Bob Brooks

Personal information
- Listed height: 5 ft 10 in (1.78 m)

Career information
- High school: Atlantic City (Atlantic City, New Jersey)
- College: Penn (1949–1952)
- NBA draft: 1952: undrafted
- Position: Guard

= Bob Brooks (basketball) =

American basketball player

Bob Brooks is an American former basketball and baseball player.
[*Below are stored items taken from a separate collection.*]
PR #2170, opened 2026-08-21
fix(release): publish desktop updater from flat artifact layouts

pablonyx:
## Problem

The v0.4.22 desktop publish failed in `release-desktop / publish-updater` (run 32450223908, job 96692480347):

```
Manifest generation failed:
  - Missing signature file for darwin-aarch64
  - Missing artifact file for darwin-aarch64
```

…while the download step in the same job listed the files as present:

```
all-artifacts/Proliferate_0.4.22_aarch64.app.tar.gz
all-artifacts/Proliferate_0.4.22_aarch64.app.tar.gz.sig
all-artifacts/Proliferate_0.4.22_aarch64.dmg
```

Result: the 0.4.22 app is built/signed/notarized but downloads and auto-update still serve 0.4.21, and `publish-product-release` was skipped. Nothing was half-published — the failure happened before any S3 upload, and the immutable-manifest guard for `desktop/stable/0.4.22/latest.json` was never tripped.

## Root cause

`actions/download-artifact@v8` decides the extraction path per artifact ([src/download-artifact.ts @ 3e5f45b2](https://github.com/actions/download-artifact/blob/3e5f45b2cfb9172054b4087a40e8e0b5a5461e7c/src/download-artifact.ts)):

```js
path: isSingleArtifactDownload || inputs.mergeMultiple || artifacts.length === 1
  ? resolvedPath                              // flat
  : path.join(resolvedPath, artifact.name)    // per-artifact directory
```

With `merge-multiple: false` and a pattern, you get per-artifact directories **only when 2+ artifacts match**. Every prior release had two desktop artifacts (aarch64 + x86_64), e.g. the 08-18 train (job 95839976547) downloaded into `all-artifacts/desktop-aarch64-apple-darwin/…` + `all-artifacts/desktop-x86_64-apple-darwin/…`. Tonight was the first release since the Intel lane was paused: exactly one artifact matched `desktop-*`, the layout flattened, and both manifest generators require a `desktop-<target>` path segment via `pathIncludes(...)` — so they found nothing.

## Fix

- **Deterministic layout**: `merge-multiple: true` on both `desktop-*` downloads (create-release + publish-updater). Merged-flat is the one layout every artifact count produces. create-release's `all-artifacts/**/*` glob already handled flat (it succeeded tonight).
- **Filename-only matching**: `generate-updater-manifest.mjs` and `generate-desktop-installer-manifest.mjs` drop the `pathIncludes` directory requirement; the aarch64/x64 filename regexes already disambiguate platforms and work under both layouts.

## Tests

- `generate-updater-manifest.test.mjs`: fixtures gain a `flat` layout; new cases for the flat single-artifact repro (tonight's failure) and the merged-flat two-platform layout.
- New `generate-desktop-installer-manifest.test.mjs` (the installer generator had no tests): nested, flat-arm-only, merged-flat, and missing-required-installer failure.
- `node --test` on both files: **12 pass / 0 fail**.
- **Negative control**: with the two generator scripts reverted to main, exactly the 4 new flat-layout tests fail (`not ok`), all 8 pre-existing tests still pass.

## After merge

Re-dispatch `release-desktop.yml` (publish path) to put 0.4.22 downloads + updater manifest + product release page live. The S3 guard permits it: `desktop/stable/0.4.22/latest.json` was never created.

### DIFF
--- a/.github/workflows/release-desktop.yml
+++ b/.github/workflows/release-desktop.yml
@@ -703,7 +703,13 @@ jobs:
         with:
           path: all-artifacts
           pattern: desktop-*
-          merge-multiple: false
+          # merge-multiple keeps the extracted layout deterministic: with
+          # `false`, download-artifact@v8 nests each artifact in its own
+          # directory ONLY when two or more artifacts match — a single match
+          # (ARM-only, since Intel is paused) extracts flat and broke the
+          # 0.4.22 publish. Merged-flat is the one layout every artifact
+          # count produces.
+          merge-multiple: true
 
       - name: List artifacts
         run: find all-artifacts -type f | sort
@@ -743,7 +749,13 @@ jobs:
         with:
           path: all-artifacts
           pattern: desktop-*
-          merge-multiple: false
+          # merge-multiple keeps the extracted layout deterministic: with
+          # `false`, download-artifact@v8 nests each artifact in its own
+          # directory ONLY when two or more artifacts match — a single match
+          # (ARM-only, since Intel is paused) extracts flat and broke the
+          # 0.4.22 publish. Merged-flat is the one layout every artifact
+          # count produces.
+          merge-multiple: true
 
       - name: List artifacts
         run: find all-artifacts -type f | sort
--- a/scripts/ci-cd/generate-desktop-installer-manifest.test.mjs
+++ b/scripts/ci-cd/generate-desktop-installer-manifest.test.mjs
@@ -1,0 +1,104 @@
+import assert from "node:assert/strict";
+import { spawnSync } from "node:child_process";
+import fs from "node:fs";
+import os from "node:os";
+import path from "node:path";
+import test from "node:test";
+import { fileURLToPath } from "node:url";
+
+const repoRoot = path.resolve(path.dirname(fileURLToPath(import.meta.url)), "../..");
+const generator = path.join(repoRoot, "scripts/generate-desktop-installer-manifest.mjs");
+
+// download-artifact@v8 nests each artifact in a directory named after it only
+// when two or more artifacts match the download pattern; a single match
+// extracts flat, and merge-multiple: true (the release-desktop.yml publish
+// jobs) merges flat regardless of count. `flat` reproduces those layouts.
+// Intel (x86_64) desktop builds are paused 2026-08-20 (release-desktop.yml
+// build-desktop matrix); `armOnly` simulates that paused lane producing no
+// x86_64 installer.
+function writeInstallers(root, { armOnly = false, flat = false } = {}) {
+  const artifacts = path.join(root, "artifacts");
+  const fixtures = [
+    ["desktop-aarch64-apple-darwin", "Proliferate_aarch64.dmg"],
+    ["desktop-x86_64-apple-darwin", "Proliferate_x64.dmg"],
+  ].filter(([directory]) => !armOnly || directory === "desktop-aarch64-apple-darwin");
+
+  for (const [directory, installer] of fixtures) {
+    const target = flat ? artifacts : path.join(artifacts, directory);
+    fs.mkdirSync(target, { recursive: true });
+    fs.writeFileSync(path.join(target, installer), "dmg");
+  }
+
+  return artifacts;
+}
+
+function generateManifest(t, { armOnly = false, flat = false, empty = false } = {}) {
+  const root = fs.mkdtempSync(path.join(os.tmpdir(), "proliferate-installer-manifest-"));
+  t.after(() => fs.rmSync(root, { recursive: true, force: true }));
+  const output = path.join(root, "installers.json");
+  const artifactsDir = empty
+    ? (() => {
+        const dir = path.join(root, "artifacts");
+        fs.mkdirSync(dir, { recursive: true });
+        return dir;
+      })()
+    : writeInstallers(root, { armOnly, flat });
+
+  const result = spawnSync(
+    process.execPath,
+    [
+      generator,
+      "--version",
+      "1.2.3",
+      "--artifacts-dir",
+      artifactsDir,
+      "--base-url",
+      "https://downloads.proliferate.com/desktop/stable",
+      "--output",
+      output,
+    ],
+    { encoding: "utf8" },
+  );
+  return { output, result };
+}
+
+test("generates both downloads from the nested per-artifact layout", (t) => {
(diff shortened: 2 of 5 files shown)


pablonyx (commented):
Fresh review of #2170 (did not author this change). Independently verified every factual claim in the PR body rather than trusting it — details below. No blocking findings; comment-only.

## Claims verified independently

**1. `download-artifact@v8` flat-extraction clause** — fetched `src/download-artifact.ts` at the pinned SHA `3e5f45b2cfb9172054b4087a40e8e0b5a5461e7c` directly from GitHub:

```ts
// lines 185-194
const downloadPromises = artifacts.map(artifact => ({
  name: artifact.name,
  promise: artifactClient.downloadArtifact(artifact.id, {
    ...options,
    path:
      isSingleArtifactDownload ||
      inputs.mergeMultiple ||
      artifacts.length === 1
        ? resolvedPath
        : path.join(resolvedPath, artifact.name),
    ...
```
Confirms the claim exactly: with `merge-multiple: false` and a `pattern`, a single matching artifact extracts flat.

**2. Run 32450223908 / job 96692480347 failure** — pulled the job logs via `gh api`. "List artifacts" step shows the flat listing:
```
all-artifacts/Proliferate_0.4.22_aarch64.app.tar.gz
all-artifacts/Proliferate_0.4.22_aarch64.app.tar.gz.sig
all-artifacts/Proliferate_0.4.22_aarch64.dmg
```
"Generate updater manifest" step failed with:
```
Manifest generation failed:
  - Missing signature file for darwin-aarch64
  - Missing artifact file for darwin-aarch64
```
and every step after it (S3 upload, immutable-manifest guard, CloudFront invalidation, Homebrew bump) is `skipped` — confirms "nothing was half-published."

**3. 08-18 green run (job 95839976547) had per-artifact directories** — confirmed via job log:
```
all-artifacts/desktop-aarch64-apple-darwin/Proliferate_0.4.17_aarch64.app.tar.gz
all-artifacts/desktop-x86_64-apple-darwin/Proliferate_0.4.17_x64.app.tar.gz
```
Also confirmed via `git log -S "Intel builds paused"` that the Intel matrix entry was commented out on 2026-08-20 18:03 (commit e2fd47e), and the 0.4.22 failure at 06:46 the next day was the first `release-desktop` run since — matching the "first release with exactly one matching artifact" narrative.

## Review dimensions

**1. Correctness across the four layouts** — traced all matrix/upload logic in `release-desktop.yml`. The `runner_os == 'windows'` branches (build/bundle) exist but are dormant: the matrix (`build-desktop.strategy.matrix.include`) currently has only `aarch64-apple-darwin`, and the *only* two `upload-artifact` steps producing `desktop-*`/`proliferate-dmg-*` names are both gated `if: ... && matrix.runner_os == 'macos'`. So today, no Windows file can ever land under the `desktop-*` pattern this code downloads — the filename-only regexes (`\.dmg$`, `\.app\.tar\.gz$`) also wouldn't match Windows' own `nsis`/`.exe` bundle format even if that upload step existed. Concern doesn't apply currently; worth a one-line note in the workflow's Intel-pause comment for whoever re-adds a Windows upload step later, but not blocking.

**2. create-release job / softprops glob** — `files: all-artifacts/**/*` already matches flat files (that's why create-release succeeded during the 0.4.22 incident even before this fix). Confirmed `proliferate-dmg-${{ matrix.target }}` does not match the `desktop-*` download pattern (different prefix), so it's untouched by either download step. The extension-based `find` steps used for S3 upload (`generate-updater-manifest.mjs` sibling step "Upload desktop assets to S3") and the Homebrew cask bump were already directory-agnostic (`find all-artifacts -type f -name "..."`), so they're unaffected by the layout change either way.

**3. Determinism / `sigFiles[0]`** — `findFiles` walks via plain `readdirSync`, so ordering isn't guaranteed sorted. Neither generator asserts exactly one match before indexing `[0]` (pre-existing behavior, not introduced by this diff — the old `pathIncludes` guard added directory scoping but never an arity check either). Not currently exploitable: per-target normalization steps upstream (`Normalize updater/installer artifact names (macOS)`) guarantee each artifact contains exactly one file matching each regex before it's ever uploaded, and the two live filename patterns (aarch64 vs x64/x86_64) are mutually exclusive. Low-severity nit, not blocking: an explicit `if (files.length > 1) error` would make the arity assumption self-enforcing instead of implicit.

**4. Tests** — ran `node --test` on both PR-head files:
```
scripts/ci-cd/generate-updater-manifest.test.mjs + generate-desktop-installer-manifest.test.mjs
# tests 12
# pass 12
# fail 0
```
Negative control: reverted both `scripts/generate-updater-manifest.mjs` and `scripts/generate-desktop-installer-manifest.mjs` to `origin/main` in my scratch clone and reran the same two test files:
```
not ok 2 - generates an arm-only manifest from the flat single-artifact layout   (installer)
not ok 3 - generates both downloads from a merged flat layout                    (installer)
not ok 7 - generates an arm-only manifest from the flat single-artifact layout   (updater)
not ok 8 - generates both platforms from a merged flat layout                    (updater)
# tests 12
# pass 8
# fail 4
```
Exactly the 4 new flat-layout tests fail, all 8 pre-existing tests still pass — matches the PR body's negative-control claim precisely. Restored the PR versions afterward (working tree clean).

**5. Comments/docs truthfulness** — the new comments in `release-desktop.yml`, `generate-updater-manifest.mjs`, and `generate-desktop-installer-manifest.mjs` describing the `merge-multiple`/`artifacts.length === 1` behavior match the verified action source exactly. No overstated or fabricated claims found.

**6. Blast radius** — grepped the whole repo for `pathIncludes`, `desktop-aarch64-apple-darwin`, `desktop-x86_64-apple-darwin`, and `all-artifacts`: only `release-desktop.yml` and the two generator scripts (plus their own tests) reference this layout. `publish-product-release.mjs` matches git tags (`desktop-v*`), an unrelated namespace — no coupling. No other workflow downloads the `desktop-*` artifact pattern. Both `release-desktop.yml` download steps (create-release and publish-updater) were updated consistently — no stale `merge-multiple: false` left behind.

## Verdict

No blocking issues. Fix is narrowly scoped, the root cause matches the verified logs and action source byte-for-byte, and the test claims (12/12 pass, 4/12 negative-control fail) reproduce exactly. The two nits above (no explicit arity assertion in the manifest generators; dormant-Windows-lane note) are non-blocking and can be follow-ups.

He was a three-year starter for the Penn Quakers men's basketball team from 1949 to 1952 and a starting pitcher for the Penn Quakers baseball team, and was later inducted into the Philadelphia Jewish Sports Hall of Fame.

== Early life ==
Brooks attended Atlantic City High School in Atlantic City, New Jersey, in the late 1940s, where he played basketball and baseball.

== College career ==
Brooks played basketball and baseball at the University of Pennsylvania. A three-year starter at guard for the Quakers, he earned all-league and All-State honors as a senior. He averaged 8.8 points per game in 1949–50, 10.6 in 1950–51, and 9.7 in 1951–52, and led the team in free throw percentage (75.7) as a senior. Penn won 19 games in 1950–51 and 21 games in 1951–52 during his tenure, and his teammates included future NBA player Ernie Beck.

For the Penn baseball team, Brooks was a starting pitcher for three seasons.

Brooks was inducted into the Philadelphia Jewish Sports Hall of Fame in 2014.